Wednesday, October 30, 2013

Geostationary Satellites!

Space is far from empty.  Especially in the Earth's neighborhood there are lots of objects.  Rare is a twilight while out observing from a dark site when you do not spot a dozen or more satellites moving across the sky.  Fortunately it is not as bad as the movie "Gravity" when a space station or habitable pod is just a few dozen miles away, but in the near-earth environment there are lots of both naked-eye satellites, as well as fainter ones that show up in telescopic or binocular views.
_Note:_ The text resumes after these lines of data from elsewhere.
Issue #2726, opened 2015-01-20
Show file Thumbnail in Share dialog


dragotin:
The share dialog would look even more cool if it had a thumbnail of the file to share. It can be retrieved from the server using this api:
https://github.com/owncloud/core/blob/84bb4cc2e9013eb3db8d7114a0e6eb132a723adf/apps/files/appinfo/routes.php#L17-L20
by doing a GET on 
index.php/apps/files/api/v1/thumbnail/{x}/{y}/{filename}

rullzer:
Ah that was the API I was looking for! I'll try to pick this up shortly.

rullzer:
Initial commit is available. More checking needs to be done but it is working pretty well for now. But no rush since it only makes sense to create a pull request when owncloud 8 is out.

DeepDiver1975:
@dragotin please get in touch with me to find proper solutions before using some crazy api existing somewhere . we are currently navigating into an api nightmare  because a hell of different apis are used - this will soon remain unmaintainable for us. THX

DeepDiver1975:
> The share dialog would look even more cool if it had a thumbnail of the file to share. It can be retrieved from the server using this api:

The file is existing on the client as well - right?
Is there any possibility to generate the thumbnail local on the client?

Getting the thumbnail from the server will put additional load to the server.

THX

DeepDiver1975:
In case you really want to grab it from the server we don't need no capabilites api.

In case thumbnails are disabled the api route simply will not exist and a request to it will return 404

dragotin:
There is no easy way of creating thumbnails on the client at least for Linux, also no *easy* one on Win. And for the sake of consistency, it would be better to get it from server.

However, no rush here, that is very low priority IMO.

rullzer:
@DeepDiver1975 yes that is true and it is how it is implented currently (well actually I check for 200). I'll create a PR for the client later tonight (it is pretty straight forward). We could just leave it like that for now and use the capabilities later when (if) that gets sorted out.

DeepDiver1975:
> There is no easy way of creating thumbnails on the client at least for Linux, also no easy one on Win. And for the sake of consistency, it would be better to get it from server.

okay - understood - THX.

DeepDiver1975:
[...]

PR #2805, opened 2015-02-09
Sharedialog: retrive thumbnail from server for shares

rullzer:
Since owncloud 8 is out this is the PR for thumbnails as described in #2726


rullzer:
Fixed in #3426

Issue #2803, opened 2015-02-09
[1.8.0] Client uses old share URL when sharing files


LukasReschke:
Pre-ownCloud 8 URL: `http://localhost/core/public.php?service=files&t=34grKMpDGWxAU3h`
ownCloud 8 URL: `http://localhost/core/index.php/s/34grKMpDGWxAU3h`

Anyways, the old URL will also work on 8 as it has a redirect as fallback. URL looks just a little bit terribly long in the share dialog.

rullzer:
PR #2813 makes the client use the new url if the server version is >= 8.

@LukasReschke it seems the OCS API still returns the old URL when creating a share..

MegaV0lt:
Is it possible and/or useful ti integrate a kind of "shortener? Ther exist many like j.mp 
is it even possible to integrate a own one? (oc.dyndns.org/hE5hX) or similar?

rullzer:
This should be fixed now.
The server now returns the new URL (which we use if available) and else we generate it ourself the new fancy url if the server is new enough.

dragotin:
reopening for test. @Dianafg76

Dianafg76:
I tested de issue and the server returns the new URL. I close the issue
Desktop v1.8.2 (build 2359)

PR #2813, opened 2015-02-10
Sharedialog newurl

rullzer:
Use the new owncloud 8 sharing url if the server is owncloud version 8 as stated in #2803.

### DIFF
--- a/src/gui/sharedialog.cpp
+++ b/src/gui/sharedialog.cpp
@@ -256,7 +256,13 @@ void ShareDialog::slotSharesFetched(const QString &reply)
                 _ui->checkBox_expire->setChecked(true);
             }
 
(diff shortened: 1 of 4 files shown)


dragotin:
@rullzer pls check d37dd040d0a121f5ad14228e0440f2582bfd519a - that is basically this PR but @ogoffart has committed the account changes before. That makes this one obsolete. Thanks!

rullzer:
@dragotin looks good. However now we use the url given back by the API. Which is still the old one.

The second part of https://github.com/rullzer/client/commit/634077cbf1f200adb68b11a30014d3aec2e59cbf is to prevent that. Also since the capabilities API is not yet in place we do not know if an expiration date is enforced. If we just re-fetc the shares that is at least partly solved.

rullzer:
I'm busy on a new PR. That will include the enhancement here. So I'll close this ticket for now.

PR #2859, opened 2015-02-18
Use a themable WebDAV path all over.

dragotin:
This is needed for enterprise#481

@danimo @ogoffart please review.


ogoffart:
I would like to avoid too much coupling between libsync and the theme.
In libsync, please use the path from the Account class rather than the one from the Theme.

src/libsync/owncloudpropagator.cpp
```diff
@@ -341,7 +343,7 @@ void OwncloudPropagator::start(const SyncFileItemVector& items)
 bool OwncloudPropagator::isInSharedDirectory(const QString& file)
 {
     bool re = false;
-    if( _remoteDir.contains("remote.php/webdav/Shared") ) {
+    if( _remoteDir.contains( Theme::instance()->webDavPath() + QLatin1String("Shared") ) ) {
```
ogoffart: Please use the webdav path from the account instead of from the theme here.

dragotin:
@ogoffart: see my last patch

ogoffart:
:+1:

dragotin:
superseeded by https://github.com/owncloud/client/pull/3802

Issue #2869, opened 2015-02-20
Missing copyright header for some files in 1.8.0beta1


hefee:
there are some files without a copyright header:
* src/gui/addcertificatedialog.cpp
* src/gui/addcertificatedialog.h
* src/gui/sharedialog.cpp
* src/gui/wizard/owncloudconnectionmethoddialog.cpp
* src/gui/wizard/owncloudconnectionmethoddialog.h

dragotin:
@rullzer @nocteau @jdhoek please add your emails and names if you want.

jdhoek:
@dragotin 
Sure. Just to verify: I consider my contribution to be utterly trivial, I take it you agree (so no Contributor Agreement needed right?).

dragotin:
@jdhoek well, yes, yet, it might be better to send one in if you don't mind. Puts us all on the save side.

jdhoek:
Not at all. Will do.

The files I've contributed were amended by others afterwards, should I submit a PR with the (now missing) default header as used in other files with just my name on it?

rullzer:
done :)

PR #2890, opened 2015-02-25
Add copyright header

jdhoek:
Added to two new cpp/h files introduced in an earlier commit.

As per #2869.


danimo:
Obsolete. Already fixed.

Some of the easiest to photograph, especially from a dark site, are the geostationary satellites.  Mostly communication or weather stations, they orbit precisely every 24 hours over the equator, so an observer on the ground will see these points of light fixed in the sky.  NOT fixed with respect to the stars, but fixed with respect to the ground.  All you need to image them is a tripod and camera and you can spot them because they are fixed with respect to the trailing stars as the earth rotates.  Because of parallax, from northern latitudes they appear to be located south of the celestial equator - from Tucson's 32 degrees latitude, they appear at about -5.5 degrees declination.  A few weeks ago, before our recent Midwest trip, I went out towards the base of Kitt Peak to image some of these  Shown at left here is the result of 50 (!) co-added exposures with a DSLR and 50mm lens running 90 second exposures, pointed a little east (about 10 degrees east of due south).  I had in-camera noise reduction turned on to minimize hot pixels that would confuse identification, so 50X90s=75minutes of exposure over a period of 2.5 hours.  The bright points are the geostationaries - there were over 25 in the full frame, this one is cropped about 25%.  The dashes are the stars that trailed through the frame.  Besides the point like satellites, there are also a large number of trails NOT in the same direction as the stars.  These are geosynchronous satellites - likely rocket boosters or inoperative satellites that have been moved out of the crowded geostationary positions.  They also orbit every 24 hours, but have a slight inclination, so they do not orbit over a single point. 

Many of these geosynchronous orbits trace out a figure 8 shape as seen from the Earths surface if it could be followed for a full 24 hours.  At left in this frame is a close-up of the satellites, taken with my 70-200 zoom (set to 90mm focal length), again, for the full 2.5 hour period.  This one is highly cropped of the right part of the field above, and in it you can see how well aligned the geostationary ones are to the earth as they don't budge much.  The one not in the plane of the others traced out a looping curve in the 2.5 hours of coverage...

The last exposure shown here is one of the single frames with the 50mm lens, cropped pretty tightly from the left side of the first frame above.  Besides the line of geostationaries, there are a trio of geosynchronous satellites visible, one of which (the bottom) that is glinting sunlight to my position.  I picked the observation period (a couple weeks after equinox) that was favorable for catching glints like this, and many of them caught the sun, brightening a lot before they went into the Earth's shadow.  I was able to spot several of them in binoculars, and I'm pretty sure I could see them naked eye.  Certainly the one below left would have been easily visible to the naked-eye during the 10 minutes it was flaring.  Unfortunately, they move so slowly relative to the stars that they are hard to identify only from their appearance, unless you have the advantage of watching the camera display as the frames are coming in.  Interestingly, over heavily populated areas, like the US, they can position and use them with .1 degrees angular separation, which at the geostationary distance of  22,000 miles (36,000km) corresponds to a real separation of about 44 miles (73km).

I'd like to be able to identify some of these, but haven't yet as I need to figure out how to measure the east-west alignment more accurately.  Since these were about 10 degrees east of due south, and we're at about 112 degrees longitude, they are mostly about 102 degrees west longitude.  I'll continue to observe them occasionally, and I encourage you to do the same - it's easy as there are no tracking issues!